Tulisan ini berhubungan dengan tulisan saya sebelumnya tentang sebuah diskusi mengenai rilis sebuah produk di tempat saya bekerja. Disclaimer, saya bukan meng-endorse Apple dan segala produknya, saya sendiri hanya pernah menggunakan (dipinjami) salah satu produk Apple untuk kebutuhan pekerjaan.
Apple Tax, seperti namanya adalah “pajak” yang harus dibayarkan seseorang atau badan usaha agar bisa menggunakan barang maupun jasa yang berhubungan dengan Apple. Setiap tahun Google membayar Apple sebanyak 15 milyar USD supaya Apple menjadikan mesin pencari default di Safari maupun Siri untuk iPhone, iPad, dan Macbook. Kalau dirupiahkan, saat tulisan ini dibuat, nilainya setara dengan 213,1 triliun rupiah, setara dengan 8% APBN negara kita.
Google sebagai perusahaan terbaik di muka bumi untuk urusan iklan, mulai dari mesin pencarinya, Youtube, sistem operasi Android yang menjadi sistem operasi paling populer, dengan pengguna mencapai 73%, masih harus setor upeti ke Apple hanya karena urusan “sepele”, yang saya yakin andaikan Safari tidak menggunakan Google, pasti user akan memilih Google sebagai default. Apple sendiri bukannya tidak pernah mencoba menyaingi Google, pernah suatu masa Apple mengembangkan Apple Map, mencoba menyaingi Google Maps, tapi gagal total.
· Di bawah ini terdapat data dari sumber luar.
PR #584, opened 2026-09-01
feat(kanban): pull request cards, read-only

Temikus:
Phase 2 of #462, on top of #513's registry: pull requests as a second board lane, read-only.

**Review decision:** is harvesting pull requests from the existing issue poll the right fetch, and is the issue lane unchanged?

## The endpoint call

`/repos/{repo}/issues` returns pull requests and `listIssues` used to skip them. Keeping them costs no extra requests and inherits the `since` watermark, ETags, poll, and cache the issue lane already has. I measured `/repos/{repo}/pulls` first: it ignores `since` (a day-old value returned the same 100 items as none), its items are ~25 KB against ~7 KB, and it adds only `head`/`base` for a second ETag/paging/cache lineage.

Harvested fields are `draft` and `pull_request.merged_at`, the latter being the only thing separating merged from closed. `head` is deliberately absent: phase 3 asks about one branch, which `/pulls?head=owner:branch` answers in one request.

## Two things worth your eye

**`kind` protects the issue lane.** One snapshot now holds both kinds, so `GitHubIssueQuery.kind` (absent = issue) keeps issue items and counts as they were. `moveIssue` refuses a pull request by number, since the two share a number space.

**An overflow evicts pull requests first.** `MAX_ISSUES` and the 64 MB bound are shared, so without this a large repository could tip the whole board into `incomplete`. `evictPullsToFit` drops pull requests oldest-updated first and marks `pullsTruncated`; the existing path fires only if issues alone still miss the bound, and the board says the lane is a subset.

The `pulls` source is `readOnly` in the registry: no drag, no move control. The filter's `GitHub` button becomes `Issues`, beside `Pull requests`.

## Verification

<details>
<summary>Tests, typecheck, surfaces</summary>

- Tests cover eviction order and refusal, `kind` splitting, `moveIssue` refusing a pull request, client decode of draft/merged/malformed, cache validation of `pull`, and the read-only card. Three existing tests changed on purpose (this phase changes behaviour): the discard pin, the filter's buttons, and the store's query count, 3 to 6, both kinds served from the one cached snapshot.
- A live `/issues?state=closed` page through the real client: 20 items, 18 pull requests, merged detected, nothing rejected.
- `npm run typecheck` clean. Suite: 30 failed / 9183 passed, against 31 / 9164 on clean `main` here (unpatched `node-pty`, real-tmux/ssh suites).
- Desktop and Server Edition share this code and `query` rides the bridge opaquely, so no new bridge member. Mobile: N/A.
- **Not run on device** (native modules unbuilt here), so the lane is unexercised by hand.

</details>

Follow-ups unchanged: 3. explicit attachment plus the canvas chip, where `head` gets fetched. 4. `create-from-nodeterm`.


eneskirca:
Reviewed against the phase plan agreed in #462, on top of #513's registry. Fetched the branch into an isolated worktree: **`npm run typecheck` clean; suite 9332 passed / 1 failed**, and that one is `context-tail.test.ts` — a timing flake unrelated to this PR (passes on its own re-run here, and the `pr555` worktree off the same base runs it green).

The endpoint decision is right and the measurement behind it is the part that makes it right: `/pulls` ignoring `since` is what would have cost a second ETag/paging/cache lineage, and you checked instead of assuming. `kind` keeping the issue lane's items and counts byte-identical, `moveIssue` refusing a pull by number (shared number space), the eviction order, and the `pullsTruncated` stickiness surviving until a full reconciliation can honestly clear it — all four are the load-bearing ones and all four are handled. `evictPullsToFit`'s binary search is correct at the ends (`high = length-1` can't return the full set, which is exactly the set already known not to fit), and `byNumber` keying is safe because issues and PRs share one number space per repository.

Two things to change before merge, then this is good to go.

**1. `readOnly` is declared in the registry and read by nobody.**

`kanbanSources.ts` gains `readOnly: true` on `pulls`, `kanbanSources.test.ts` asserts it, and no production code branches on it. What actually prevents a write today is the `Drag` union having no `pulls` variant, plus `GitHubPullCard` simply not having drag props — and `isProviderDrag` branches on `placement`, never on `readOnly`. So the fact "the board never writes this source" lives in two places, and the registry copy is the decorative one.

That is the acceptance criterion for this phase inverted: the point of one registry entry is that the next source declares its behaviour and the consumers follow. Right now a source could declare `readOnly: false` and change nothing, or declare `readOnly: true` and still be draggable the moment someone widens the union. Either consume it — gate the card's drag/move affordance on `kanbanSource(id).readOnly` so the declaration is what does the work — or, if the type-level guard is deliberately the enforcement, say so in the field's doc comment and in the test, so the next reader does not trust a flag that decides nothing.

**2. The `issue-limit` degraded path drops issues for pull requests — the one invariant this PR states.**

```ts
if (!trimmed) {
  await this.incomplete(
    captured, state, 'issue-limit', [...byNumber.values()].slice(0, MAX_ISSUES), …
```

`byNumber` now holds both kinds, and `incomplete()` stores what it is handed verbatim as `partialIssues`. So in the degraded state the slice is a mixed set and pull requests occupy slots that used to hold issues: the issue lane shows *fewer* issues than it does on `main` today. `evictPullsToFit`'s own docstring is the rule being broken here — "a repository big enough to overflow must degrade in the new half, not turn the board it already had read only".

Filtering to issues before the slice is enough (`[...byNumber.values()].filter((item) => !item.pull).slice(0, MAX_ISSUES)`), and the `byte-limit` call below hands `harvest` over with the same dilution. Reached only above 10 000 items / 64 MB, so it is rare rather than urgent — but it is the exact case the eviction was written for, and it is the one path that skips it.

**Nit — `pullsTruncated` in the view is two facts wearing one name.**

`Object.values(github?.pullPages ?? {}).some((page) => page.partial)` is also true in the `partialIssues` state, where nothing was evicted at all. The sentence stays defensible (the lane really is a subset there), but the service already distinguishes the two and the view flattens them back together. If the banner is meant to be "we evicted PRs", `partial` is not the field that says that.

**Smaller notes, no action needed unless you disagree**

- `connect`/`reload` now issue `2 × (columns + 1)` queries. Both passes read one cached snapshot and the whole effect is gated on `board.github`, so this is renderer↔core round trips rather than network — worth knowing, not worth changing.
- `pullFrom` returns `null` for `pull_request: null`, which rejects the entire page via `malformed-response`. Consistent with how the client already treats every other malformed field, so I would leave it; flagging only because GitHub omits the key rather than nulling it, so the branch is unreachable in practice.
- `KanbanSourceFilter` renders from `KANBAN_SOURCES` and the `Issues` / `Pull requests` split falls out of the registry with no new string at a call site — that half of the criterion is met cleanly.

Ungrouped, `validKanban` and the assignment path are untouched, and this phase introduces no session↔PR relationship, so the "never derived from a transcript" rule has nothing to violate yet — the right shape for phase 3 to build on.

Temikus:
@eneskirca thanks for merging, just to check - do you want me to address the 2 tail items above in a separate PR?

PR #1264, opened 2016-01-29
chore(tools): remove script to generate operator patches

luisgabriel:
This is not being used anymore.


kwonoj:
Merged with bb308f4, thanks @luisgabriel .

Sekarang pertanyaannya, kenapa harus setor pajak ke Apple, bukannya urusan iklan, jumlah pengguna Android, maupun pengguna Google Search sudah sebih dari cukup untuk menjadikan iklan di Google akan sampai ke target pasar mereka? Jawabannya, ternyata secara statistik, iklan dari Google lebih banyak yang berakhir dengan pembelian jika berasal dari pengguna Apple. Sementara dari Android, walaupun lebih banyak tayang / dilihat / diklik, tidak banyak yang berakhir dengan pembelian. Itu sebabnya Google rela merogoh koceknya karena pendapatan Google sendiri juga tergantung dari iklan yang masuk, sementara para pengiklan tentunya akan puas jika bisa meningkatkan penjualan atau popularitas produk mereka.
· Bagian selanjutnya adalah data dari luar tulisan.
PR #1268, opened 2016-01-30
feat(scanCase): adds scanCase operator and unit tests

jwoodhull:
This PR implements as scanCase operator.  ScanCase allows items to have different accumulator functions depending on the result of a select function.

### DIFF
--- a/spec/operators/scanCase-spec.js
+++ b/spec/operators/scanCase-spec.js
@@ -1,0 +1,247 @@
+/* globals describe, it, fit, expect, expectObservable, expectSubscriptions, cold, hot */
+var Rx = require('../../dist/cjs/Rx');
+var Observable = Rx.Observable;
+
+describe('Observable.prototype.scanCase()', function () {
+  var concatSelect = function () {
+    return 'concat';
+  };
+
+  var addSelect = function () {
+    return 'add';
+  };
+
+  var strategy = {
+    concat: function (acc, x) {
+      return [].concat(acc, x);
+    },
+    add: function (acc, x) {
+      return acc + x;
+    },
+    addVal: function (acc, x) {
+      return acc + x.value;
+    },
+    subtract: function (acc, x) {
+      return acc - x.value | x;
+    },
+    throw: function () {
+      throw 'bad!';
+    }
+  };
+
+  it.asDiagram(
+    'scanCase((curr) => curr.op,' +
+    '{ add: (acc, curr) => acc + curr.value, substract: (acc, curr) => acc - curr.value },' +
+    '0)')('should scanCase', function () {
+      var values = {
+        a: { op: 'addVal', value: 1 }, b: { op: 'addVal', value: 3 }, c: { op: 'subtract', value: 2 },
+        x: 1, y: 4, z: 2
+      };
+      var e1 =        hot('--a--b--c|', values);
+      var e1subs =        '^        !';
+      var expected = '--x--y--z|';
+
+      var select = function (v) {
+        return v.op;
+      };
+
+      expectObservable(e1.scanCase(select, strategy, 0)).toBe(expected, values);
+      expectSubscriptions(e1.subscriptions).toBe(e1subs);
+    });
+
+  it('shoud scanCase things', function () {
+    var e1 = hot('--a--^--b--c--d--e--f--g--|');
+    var e1subs =      '^                    !';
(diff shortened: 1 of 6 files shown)


kwonoj:
Hi, appreciate for taking effort for this PR :) This operator's quite interesting - would you mind if I ask usecases you'd leverage via this operator? I'd like to have bit more background if I can.

blesh:
> would you mind if I ask usecases you'd leverage via this operator?

@kwonoj ... if I were a guessing man, I'd say that this operator aims to support Redux-like behaviors.

However it seems like reducer and sub-reducer patterns recommended by @danabramov with the existing `scan` and a `switch` statement can accomplish the same thing.

@jwoodhull, can you show how this is an improvement over a `scan` with a `switch` statement? The one thing I can see is it allows the developer to "build" the switch statement external to the implementation programmatically, which is sort of cool, but still doable with `scan`.

The only concern I have with it, besides operator bloat, would be the additional overhead with try/catch protection around another user-provided "select" function used to select the key from the object in the second argument.

If the community determines this is a valuable operator and is worth supporting, I don't have a problem with adding it to KitchenSink and forgoing adding it to core operators.

cc/ @robwormald @staltz

jwoodhull:
@blesh  is correct.  This operator is meant to be used as a reducer within a Flux store.

```
const strategy = {};
// store loader
strategy['load'] = (accum, action) => action.payload;

// store updater
strategy['update'] = (accum, action) => {
  accum[action.payload.index] = action.payload.newValue;
  return accum;
};

const store = Rx.Observable.merge(
  Dispatcher.getActions('load'),
  Dispatcher.getActions('update'))
  .scanCase(action => action.name, strategy, {})
```
Yes this same pattern could be implemented within a scan accumulator with a switch statement.  However, I think the scan and switch is a pattern that would be implemented repeatedly in a flux application.  Repeated patterns should be abstracted out.  Also, by using a strategy pattern instead of a switch statement, the code can directly access the needed accumulator, instead of testing each possibility in a switch statement.

robwormald:
Interesting idea. I like it, I think. 

Thoughts:
- the key-based scan object seems like the only reasonable way to describe this case, but I don't know how well it fits into the rest of Rx operators. @blesh?
- I wonder if this is the kind of thing we should really be using let/composition for, or if it's a user land thing. Feels rather specific (though I'd totally use it, personally)
- once operators can be patched after the fact with TS this kind of thing is easy to do in userland. So I dunno. 
- perf? Probably not a whole lot of difference really, but switches are fast. 
- I'm not super stoked on the name (this is RxJS after all, wouldn't be an issue without some bike shedding)

trxcllnt:
Can't this be implemented with `scan` already? Am I missing something?

```es6
const strategies = {
  add(memo, y) { return memo + y; }
  subtract(memo, y) { return memo - y; }
};

Observable
  .of({ type: 'add', value: 10}, { type: 'subtract', value: 5})
  .scan((memo, e) => {
    return strategies[e.type](memo, e.value);
  }, 0);
```

blesh:
@trxcllnt ... this is kind of my thought too. At first I thought, well, it eliminates a closure, but you can still do that by ferrying the strategies around on the accumulator if you choose, and honestly once the code is in user-land, closure is probably not the biggest perf hit.

@robwormald brings up a good point about perf. Also, I think Redux, @gaearon, et al. Have come up with solid reducer patterns that can be used in an `Rx` scan that would perform really well.

I guess it's a "pass" from me, @jwoodhull. It's a very interesting idea, and I hope that this discussion doesn't discourage you from contributing in the future. I know what it's like to put an idea out there that you're excited about and have people pass on it. It can be a bummer.

I'll of course leave this open wait to read what the rest of the community has to say. Maybe I'm underestimating the desire here.

robwormald:
Once Typescript 1.8 lands with operator patching, it would be cool to see a whole collection of these types of operators on NPM as modules one could easily plug in. @jwoodhull do feel free to ping me if you want some help publishing this kind of thing to npm.

blesh:
@jwoodhull ... I really hope this hasn't put you off from contributing. It's this sort of inventive thinking that really helps push libraries like RxJS to the next level. I'm going to close this for now, as it's become stale, but as @robwormald suggested, it would be cool to see this as it's own npm module that people could add if they wanted your operator.

Again, I sincerely hope this hasn't left you with a foul taste for our community, and I truly hope to see you contribute more. Thanks again!

Issue #1257, opened 2016-01-27
groupby test failures on some browsers


kwonoj:
Browser testing shows some of browser does have unexpected behavior on [test case] 
(https://github.com/ReactiveX/RxJS/blob/master/spec/operators/groupBy-spec.js#L7) , like below:

```
Mobile Safari 7.0.0 (iOS 7.1.0) Observable.prototype.groupBy() should group numbers by odd/even FAILED
	Expected 
	{"frame":20,"notification":{"kind":"N","value":"[
		{"frame":0,"notification":{"kind":"N","value":"1","hasValue":true}},
		{"frame":80,"notification":{"kind":"N","value":"3","hasValue":true}},
		{"frame":160,"notification":{"kind":"N","value":"5","hasValue":true}},
		{"frame":200,"notification":{"kind":"C","hasValue":false}}
	]","hasValue":true}}
	{"frame":60,"notification":{"kind":"N","value":"[
		{"frame":0,"notification":{"kind":"N","value":"2","hasValue":true}},
		{"frame":80,"notification":{"kind":"N","value":"4","hasValue":true}}
	]","hasValue":true}}
	{"frame":220,"notification":{"kind":"C","hasValue":false}}
	
	to deep equal 
	{"frame":20,"notification":{"kind":"N","value":"[
		{"frame":0,"notification":{"kind":"N","value":"1","hasValue":true}},
		{"frame":80,"notification":{"kind":"N","value":"3","hasValue":true}},
		{"frame":160,"notification":{"kind":"N","value":"5","hasValue":true}},
		{"frame":200,"notification":{"kind":"C","hasValue":false}}
	]","hasValue":true}}
	{"frame":60,"notification":{"kind":"N","value":"[
		{"frame":0,"notification":{"kind":"N","value":"2","hasValue":true}},
		{"frame":80,"notification":{"kind":"N","value":"4","hasValue":true}},
		{"frame":160,"notification":{"kind":"C","hasValue":false}}
	]","hasValue":true}}
	{"frame":220,"notification":{"kind":"C","hasValue":false}}
```

occurs on < android 5, < IE 11, ios 7.

staltz:
Is this the only test that fails or are there many?

kwonoj:
[...]

PR #1271, opened 2016-01-31
docs(CONTRIBUTING): Updated the test section to include Travis and saucelabs

jadbox:
In reference to @staltz comment on #1257 to adding saucelabs information to the Travis configuration.
>> Ah neat. We need those instructions in CONTRIBUTING too

Btw, this is my first pull request to Rx: hoping I followed the right procedure here.

### DIFF
--- a/CONTRIBUTING.md
+++ b/CONTRIBUTING.md
@@ -121,6 +121,12 @@ then it must cover the following cases:
 - Success with the context, if any allowed in the operator signature
 - If an error is thrown
 
+#### <a id="unit-tests"></a>CI Tests
+- Using [Travis](https://travis-ci.org/) on your forked version of RxJS will allow running CI tests on that fork before submitting a PR to master
+ - Simply create a `Travis` account and add your fork as a new project
+- [Sauce Labs](https://saucelabs.com/) setup will allow performing automated browser tests on the fork. Since `saucelabs` doesn't perform browser tests on a PR, this will help verify test results before PR's are checked into master.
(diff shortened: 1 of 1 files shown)


CONTRIBUTING.md
```diff
@@ -121,6 +121,9 @@ then it must cover the following cases:
 - Success with the context, if any allowed in the operator signature
 - If an error is thrown
 
+#### <a id="unit-tests"></a>CI Tests
+- Set your [Travis](https://travis-ci.org/) account to point against your fork
```
kwonoj: what about adding some more background explanation for these tests? below's few topics I can think of : 
- `travis` setup on forked repo will allow ci tests on forked repo without submitting PR to master
- `saucalabs` setup will allow run browser test on forked repo: due to saucelab doesn't allow browser test on PR, this will help verify test results before PR's checked in master
-  since master runs both of test per each check in, it'd be welcome to setup those test for creating PR

blesh: Good thought, @kwonoj. What do you think @jadbox?

jadbox: Sounds great to me: updating PR now

kwonoj:
Thanks for update! would you mind one small favor to flatten commit into single one? I think these change can be single commit, like

`docs(CONTRIBUTING): update .....`

I can handle those so feel freely ping me if you have difficulties with it, but would like to let you have full control over your contribution :)

jadbox:
Thanks @kwonoj, how does this look? (squash merged)

kwonoj:
Thanks for update, yes, change looks good to me.

kwonoj:
Merged with 142d99a, appreciate for effort @jadbox and hope to see further contributions! :)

Di forum-forum anti Apple, para pengguna produk Apple sering dilabeli dengan sebutan iSheep (domba, dengan konotasi bodoh, penurut, mudah dikendalikan), lantaran Apple dikenal menjual produk yang kelewat mahal, dengan fitur yang jika dibandingkan dengan produk non Apple, masih kalah secara performa. Belum lagi ada banyak sekali “Paywall”, atau harus bayar ini itu jika ingin menggunakan produk di AppStore, bandingkan dengan Google PlayStore yang dicintai para pecinta gratisan hehe. Jadi secara alamiah, Apple sudah menjadi filter antara orang yang punya uang ekstra dan yang pas-pasan, itu kesimpulan saya, tentunya akan ada yang tidak setuju dan mengatakan applikasi-applikasi di iOS jauh lebih unggul dibanding Android, atau Mac OS, lebih unggul dari Windows dsb, tapi bukan itu poinnya, dan tidak perlu juga kubu-kubuan seperti bubur ayam diaduk ataupun terpisah.
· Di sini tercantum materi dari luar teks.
PR #1273, opened 2016-01-31
perf(single): remove tryCatch/errorObject (~2.5x improvement)

luisgabriel:
Before:
```
                             |      RxJS 4.0.7 |  RxJS 5.0.0-beta.1 | factor | % improved
------------------------------------------------------------------------------------------
single-predicate - immediate | 26,054 (±0.55%) |    86,358 (±0.20%) |  3.31x |     231.5%
          single - immediate | 40,594 (±0.22%) | 1,068,278 (±0.22%) | 26.32x |   2,531.6%
```

After:
```
                             |      RxJS 4.0.7 |  RxJS 5.0.0-beta.1 | factor | % improved
------------------------------------------------------------------------------------------
single-predicate - immediate | 26,850 (±0.47%) |   222,364 (±0.39%) |  8.28x |     728.2%
          single - immediate | 40,725 (±0.75%) | 1,105,053 (±1.32%) | 27.13x |   2,613.5%
```


src/operator/single.ts
```diff
@@ -55,20 +52,25 @@ class SingleSubscriber<T> extends Subscriber<T> {
...
-      } else if (result) {
-        this.applySingleValue(value);
-      }
+      this.__tryNext(value);
     } else {
       this.applySingleValue(value);
     }
   }
 
+  private __tryNext(value: T): void {
```
kwonoj: do we need double underbar (_ _) here while there isn't worry to name conflict? Some of existing codebase does have it but it seems to avoid name conflict (i.e, _error and __error).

Terjawab sudah tulisan saya sebelumnya, kenapa kami mendahulukan mengembangkan aplikasi iOS sebelum Android. Meskipun target utama pengguna aplikasi kami adalah Android, sekali lagi karena kebutuhan perusahaan tentunya lebih mudah untuk membeli ponsel Android untuk pekerjanya dibandingkan dengan iPhone, tapi untuk membuat pemangku kebijakan perusahaan menyetujui penggunaan aplikasi kami jika mereka bisa mencoba dan mengamati langsung applikasi tersebut. Tentunya mereka adalah pemakai iPhone, setidaknya itu yang bos maupun PM amati di dalam usaha mereka menjual produk perusahaan kami.